Tom Lehrer soon became my idol. By day, he was a Harvard maths professor. (I liked maths.) By night he turned into a comic singer. (I liked comic songs – at that time my burning ambition was to write for an outfit called The Barron Knights.) I put the record on our ‘music centre’ and listened to it over and over again, eventually becoming immune to the scratch that made it jump at the same place in ‘She’s My Girl’ every time.

There was a cheery song about nuclear war, called ‘We Will All Go Together When We Go’, an inspiring ode to ‘Bright College Days’ (including the inimitable lyric “Soon we’ll be out amid the cold world’s strife / Soon we’ll be sliding down the razor blade of life”) and the awe-inspiring (at that age, anyway) ‘Masochism Tango’.

But my favourite was always ‘Poisoning Pigeons in the Park’. Anyone who can rhyme “cyanide” with “try an’ hide” is alright in my book.

The reason I bring all this up is that the Googleblog has just informed me that Mr Lehrer recently turned 80. I somehow doubt that in all that time he ever achieved the ambition stated on the record sleeve: “If, after hearing my songs, just one human being is inspired to say something nasty to a friend, or perhaps strike a loved one, it will all have been worth the while.” But, Tom Lehrer, we salute you nonetheless.

Scrammy eggs

March 8, 2008

Last Saturday morning, I awoke in pain. The head throbbed, but worse were the waves of nausea that coursed regularly through the system. It had been my 40th birthday drinks the night before and my aged body wasn’t used to the dose of beer that would have caused it no problem in its younger days.

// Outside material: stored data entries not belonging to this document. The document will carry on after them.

PR #1690, opened 2023-01-11
ADEN-12623 Add Appnexus to News&Ratings

szymon-nawrocki:
### Ticket
https://fandom.atlassian.net/browse/ADEN-12623


src/ad-bidders/prebid/adapters/appnexus.ts
```diff
@@ -61,6 +61,18 @@ export class Appnexus extends PrebidAdapter {
 	}
 
 	getBids(code, { placementId, position = 'mobile' }: PrebidAdSlotConfig): PrebidBid[] {
+		if (Array.isArray(placementId) && placementId.length > 0) {
```
nandy-andy, line 64: Let's create a follow-up ticket to fix mess in this bidder 😊

nandy-andy (approved):

src/ad-bidders/prebid/adapters/appnexus.ts
szymon-nawrocki: Great idea!

PR #1696, opened 2023-01-16
ADEN-12624 Add Megnite (Rubicon) to News&Ratings bundles

nandy-andy:


src/platforms/news-and-ratings/gamespot/bidders/rubicon-display.ts
```diff
@@ -0,0 +1,217 @@
...
+		},
+		'mobile-highimpact-plus': {
+			sizes: [[300, 250]],
+			siteId: '462824',
+			zoneId: '2719798',
+		},
+	};
+
+	return {
+		enabled: false,
```
mfarul, line 213: what does it mean here? it will not be enabled by default and then override via ICBM or some else variable?

mfarul (approved):

src/platforms/news-and-ratings/gamespot/bidders/rubicon-display.ts
nandy-andy: Yep, correct. It's unified with how it works now on FCP:
* https://github.com/Wikia/ad-engine/blob/dev/src/platforms/ucp-mobile/bidders/prebid/rubicon-display.ts#L3
* https://github.com/Wikia/ad-engine/blob/dev/src/platforms/ucp-desktop/bidders/prebid/rubicon-display.ts#L3
* https://github.com/Wikia/ad-engine/blob/dev/src/platforms/sports/bidders/prebid/rubicon-muthead.ts#L6

We can change it in the future if we decide it makes only a little bit of sense and adds unnecessary bits to our bundles 😊

PR #572, opened 2018-06-06
Add guards for service-specific includes in contik-main

lafka:
`Auto-configuration of some services (like shell) require a `#include` in contiki-main.

This has the side effect of unintentionally including various other header files
that cause a conflict, or in worst case break compilation (in the case of enabling
LLSEC for CSMA which triggers and error in TSCH mac header file)

Check constants defined by build before including service specific headers.


lafka:
Needs to include `net/mac/tsch/tsch.h` when `MAC_CONF_WITH_TSCH` is set.

g-oikonomou:
I am not immediately convinced by this approach. It strikes me as though there may be something wrong with the included hears.

I have not followed the discussion on gitter, but I'd love to see a failure example here.

g-oikonomou:
I posted some comments on gitter. For the failure to build with `LLSEC_CONF_ENABLED` under CSMA builds, I suggest we move `#error` to `tsch-security.c`.

For the others, do we have a failure to build use-case?

simonduq:
@g-oikonomou 's proposal works for me

lafka:
Yup that would be fine, i'll change PR

simonduq:
@lafka just checking: this is ready, right?

PR #575, opened 2018-06-08
Dynamic shell command registration

angelos-oikonomopoulos:
Introduce shell command sets, as discussed on gitter.

### DIFF
--- a/os/services/shell/shell-commands.c
+++ b/os/services/shell/shell-commands.c
@@ -345,7 +345,7 @@ PT_THREAD(cmd_log(struct pt *pt, shell_output_func output, char *args))
 static
 PT_THREAD(cmd_help(struct pt *pt, shell_output_func output, char *args))
 {
-  struct shell_command_t *cmd_ptr;
+  const struct shell_command_t *cmd_ptr;
 
   PT_BEGIN(pt);
 
@@ -734,7 +734,7 @@ shell_commands_init(void)
                                     echo_reply_handler);
 }
 /*---------------------------------------------------------------------------*/
-struct shell_command_t shell_commands[] = {
+const struct shell_command_t shell_commands[] = {
   { "help",                 cmd_help,                 "'> help': Shows this help" },
   { "reboot",               cmd_reboot,               "'> reboot': Reboot the board by watchdog_reboot()" },
   { "ip-addr",              cmd_ipaddr,               "'> ip-addr': Shows all IPv6 addresses" },
--- a/os/services/shell/shell-commands.c
+++ b/os/services/shell/shell-commands.c
@@ -45,6 +45,7 @@
 #include "contiki.h"
 #include "shell.h"
 #include "shell-commands.h"
+#include "lib/list.h"
 #include "sys/log.h"
 #include "dev/watchdog.h"
 #include "net/ipv6/uip.h"
@@ -76,7 +77,8 @@ static uint16_t curr_ping_datalen;
 #if TSCH_WITH_SIXTOP
 static shell_command_6top_sub_cmd_t sixtop_sub_cmd = NULL;
 #endif /* TSCH_WITH_SIXTOP */
-
+static struct shell_command_set_t builtin_shell_command_set;
+LIST(shell_command_sets);
 /*---------------------------------------------------------------------------*/
 static const char *
 ds6_nbr_state_to_str(uint8_t state)
@@ -345,15 +347,16 @@ PT_THREAD(cmd_log(struct pt *pt, shell_output_func output, char *args))
 static
 PT_THREAD(cmd_help(struct pt *pt, shell_output_func output, char *args))
 {
-  const struct shell_command_t *cmd_ptr;
-
+  struct shell_command_set_t *set;
+  const struct shell_command_t *cmd;
   PT_BEGIN(pt);
 
   SHELL_OUTPUT(output, "Available commands:\n");
-  cmd_ptr = shell_commands;
-  while(cmd_ptr->name != NULL) {
-    SHELL_OUTPUT(output, "%s\n", cmd_ptr->help);
-    cmd_ptr++;
+  /* Note: we explicitly don't expend any code space to deal with shadowing */
+  for(set = list_head(shell_command_sets); set != NULL; set = list_item_next(set)) {
+    for(cmd = set->commands; cmd->name != NULL; ++cmd) {
+      SHELL_OUTPUT(output, "%s\n", cmd->help);
+    }
   }
 
   PT_END(pt);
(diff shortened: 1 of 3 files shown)


os/services/shell/shell-commands.c
```diff
@@ -734,7 +735,39 @@ shell_commands_init(void)
                                     echo_reply_handler);
 }
 /*---------------------------------------------------------------------------*/
-struct shell_command_t shell_commands[] = {
+void
+shell_command_set_register(struct shell_command_set_t *set)
+{
+  set->next = shell_command_sets_list;
+  shell_command_sets_list = set;
```
g-oikonomou: Please use the list library `os/lib/list.h`, gives you off-the-shelf singly linked list so you don't have to re-implement.

angelos-oikonomopoulos: Ah cool, thanks. Will update the PR.

os/services/shell/shell-commands.c
```diff
@@ -734,7 +735,39 @@ shell_commands_init(void)
...
+  for(curr = shell_command_sets_list->next;
+      curr != NULL;
+      prev = &curr->next, curr = curr->next) {
+    if(curr == set) {
+      *prev = curr->next;
+      set->next = NULL;
+    }
+  }
+  if(curr != set) {
+    printf("Could not deregister command set: not found");
```
simonduq: Here I would just return an error code. Up to the user how to signal the error.

g-oikonomou: and LOG_ERR perhaps

os/services/shell/shell-commands.c
```diff
@@ -734,7 +735,39 @@ shell_commands_init(void)
                                     echo_reply_handler);
 }
 /*---------------------------------------------------------------------------*/
-struct shell_command_t shell_commands[] = {
+void
+shell_command_set_register(struct shell_command_set_t *set)
+{
+  set->next = shell_command_sets_list;
```
simonduq: a sanity check for non-NULL pointer would be nice here

angelos-oikonomopoulos: What should the code be doing on NULL?

g-oikonomou: I think once you switch to the list lib this will become immaterial?

os/services/shell/shell-commands.c
g-oikonomou: Either log, or remove the printf. No strong preference

os/services/shell/shell-commands.c
simonduq: Right

os/services/shell/shell-commands.c
simonduq: IMO just return code is sufficient but feel free to add the log module

os/services/shell/shell-commands.c
angelos-oikonomopoulos: Umm. How does using list_push() make NULL immaterial?

angelos-oikonomopoulos:
Updated. Should address all comments - kindly let me know if I missed something.

simonduq:
It looks like this CI test sends serial input before the shell is initialized (the .js script writes `rpl-set-root` as soon as a node issues `Node ID`). Seems like a bug in the test. @yatch could confirm?

yatch:
@simonduq Yes, I will.

os/services/shell/shell.c
```diff
@@ -89,7 +89,7 @@ output_prompt(shell_output_func output)
 PT_THREAD(shell_input(struct pt *pt, shell_output_func output, const char *cmd))
 {
   static char *args;
-  static struct shell_command_t *cmd_ptr;
+  const struct shell_command_t *cmd_descr = NULL;
```
nfi: The `cmd_descr` variable is used by a protothread - it needs to be `static`.

yatch: It seems this causes the test failures; I've not understood what really happened in the tests of `09-ipv6`, though.
```
$ git log --oneline | head -n1
0e17ee444 Introduce dynamically registered shell command sets

$ git diff --ignore-submodules
diff --git a/os/services/shell/shell.c b/os/services/shell/shell.c
index 359038f3f..c219b1903 100644
--- a/os/services/shell/shell.c
+++ b/os/services/shell/shell.c
@@ -89,7 +89,7 @@ output_prompt(shell_output_func output)
 PT_THREAD(shell_input(struct pt *pt, shell_output_func output, const char *cmd))
 {
   static char *args;
-  const struct shell_command_t *cmd_descr = NULL;
+  static const struct shell_command_t *cmd_descr = NULL;

   PT_BEGIN(pt);


$ contiker make -C tests/09-ipv6
make: Entering directory '/home/user/contiki-ng/tests/09-ipv6'
Running test 01-ping-lla-csma-w-rpl with random Seed 1................................................ OK
Running test 02-ping-ula-csma-w-rpl with random Seed 1........................................ OK
Running test 03-ping-lla-tsch-w-rpl with random Seed 1................................................... OK
Running test 04-ping-ula-tsch-w-rpl with random Seed 1............................................. OK
Running test 05-ping-lla-csma-wo-rpl with random Seed 1.................................. OK
Running test 06-ping-ula-csma-wo-rpl with random Seed 1.................................. OK
Running test 07-ping-lla-tsch-wo-rpl with random Seed 1.................................... OK
Running test 08-ping-ula-tsch-wo-rpl with random Seed 1................................... OK
========== Summary ==========
05-ping-lla-csma-wo-rpl                  TEST OK      1/1
06-ping-ula-csma-wo-rpl                  TEST OK      1/1
07-ping-lla-tsch-wo-rpl                  TEST OK      1/1
08-ping-ula-tsch-wo-rpl                  TEST OK      1/1
make: Leaving directory '/home/user/contiki-ng/tests/09-ipv6'
```

yatch: OK; here is what happened in `01-ping-lla-csma-w-rpl`:

1. `ping` command is issued on node-1
1. `cmd_ping` waits at [L261](https://github.com/angelos-oikonomopoulos/contiki-ng/blob/0e17ee444740420e1d072426612c26cc3cc7a3b6/os/services/shell/shell-commands.c#L261) of of `shell-command.c` 
1. node-1 receives a ping response
1. the event starts being delivered to `cmd_ping` via `shell_input`
1. `shell_input` resumes its job at [L111](https://github.com/angelos-oikonomopoulos/contiki-ng/blob/0e17ee444740420e1d072426612c26cc3cc7a3b6/os/services/shell/shell.c#L111) of `shell.c`

At this moment, `cmd_descr` is `NULL` because of missing `static`. The null pointer reference causes `SIGSEGV`. The same should have happened in the other tests.

nfi: The 09-ipv6 ping test is calling the `ping` shell command which is an asynchronous command. After the initial setup of the ping command, the command protothread will be called again later (either due to ping response or timeout) but at that time `cmd_desc` contains whatever happens to be on the stack instead of the address to the command protothread. Making `cmd_desc` static should solve the problem.

nfi: Right, `cmd_desc` is set to `NULL` before `PT_BEGIN()` so it will always be `NULL` instead of whatever was on the stack when the protothread next executed.

angelos-oikonomopoulos: Thanks for tracking this down!

@yatch re: `4. the event starts being delivered to cmd_ping via shell_input` I don't think I'm following. How does the ping response involve `shell_input`?

AFAIU, the difference here is that `cmd_ping` is asynchronous, so `PT_SPAWN` will end up scheduling it again (i.e. calling it through `cmd_descr`, which will indeed be `NULL`  the second time we enter `shell_input`).

So, IIUC, the reason that I didn't observe that is I only tested with synchronous commands.

The main reason I'm asking is to understand if I should also use static in `cmd_help`. This depends on the semantics of the `shell_output_func`. Is it supposed to be synchronous across all platforms and configurations?

angelos-oikonomopoulos:
Updated with a static in `shell_input`.

os/services/shell/shell.c
yatch: @angelos-oikonomopoulos you don't need to make the variable `static` in `cmd_help`.

A simple rule about this is, if you wait for something in a `PT_THREAD`, you have a high chance to need make variables `static` there (of course, it depends on the context, though).  Otherwise, you don't need to do and you can save a little bit of static area of the memory.

Regarding `shell_input`, it looks like it doesn't have any wait in it; but in fact, `PT_WAIT_THREAD` is called as part of `PT_SPAWN`. 

It all happens under the magic of `pt` and `lc`. These implementation may be interesting to you.

angelos-oikonomopoulos:
Anything more I should take care of? If not, can this go in?

simonduq:
No, let's take this now! Thanks for the contrib :)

Luckily, Steven was on hand to make a heroic dash to the shops for some eggs and  Taste the Difference bacon. While I grilled the bacon, he set about making some “scrammy eggs”.

I love the Australian custom of taking the first syllable of a word and sticking a ‘y’, ‘ie’ or ‘o’ on the end. It goes well with the whole informality of Australia that’s so refreshing to us repressed Brits. Some of my particular favourites include “cozzie” (swimming costume), “smoko” (cigarette break), “servo” (petrol station), “pokies” (gambling machines) and “the Salvos” (Salvation Army charity shops).

“Scrammy eggs” was one I hadn’t heard before. And Steven’s scrammy eggs was something I hadn’t tasted before. It was creamy and peppery and delicious. As the nutrients went to the aid of my suffering body, I felt good. I’d had a lovely night with lovely friends, and here I was having a lovely breakfast with the lovely man I’d be breakfasting with for years to come.

I was forty and hungover and happy.

Gyratory

June 21, 2007

We’d hired a car and were driving down to Kent when Steven (who’s Australian) spotted a sign for a ‘Gyratory’ and burst into laughter. “You people have some funny words,” he commented.

Well, I’d never really thought about it before, it always seemed like a slightly imposing word for a slightly imposing junction, but when you stop and have a closer squint it is a little silly. I guess it’s so called because the road sort of gyrates its way around in a circle.

We drove down to the Weald (now there’s a good old Anglo-Saxon word) of Kent and walked around a magical wood dotted with whimsical sculptures.

Later, we drove on to Bedgebury Pinetum (the day was fast turning into a tour of odd words) to hear Travis spin their web of perfectly formed pop.

I even got a little gyratory myself.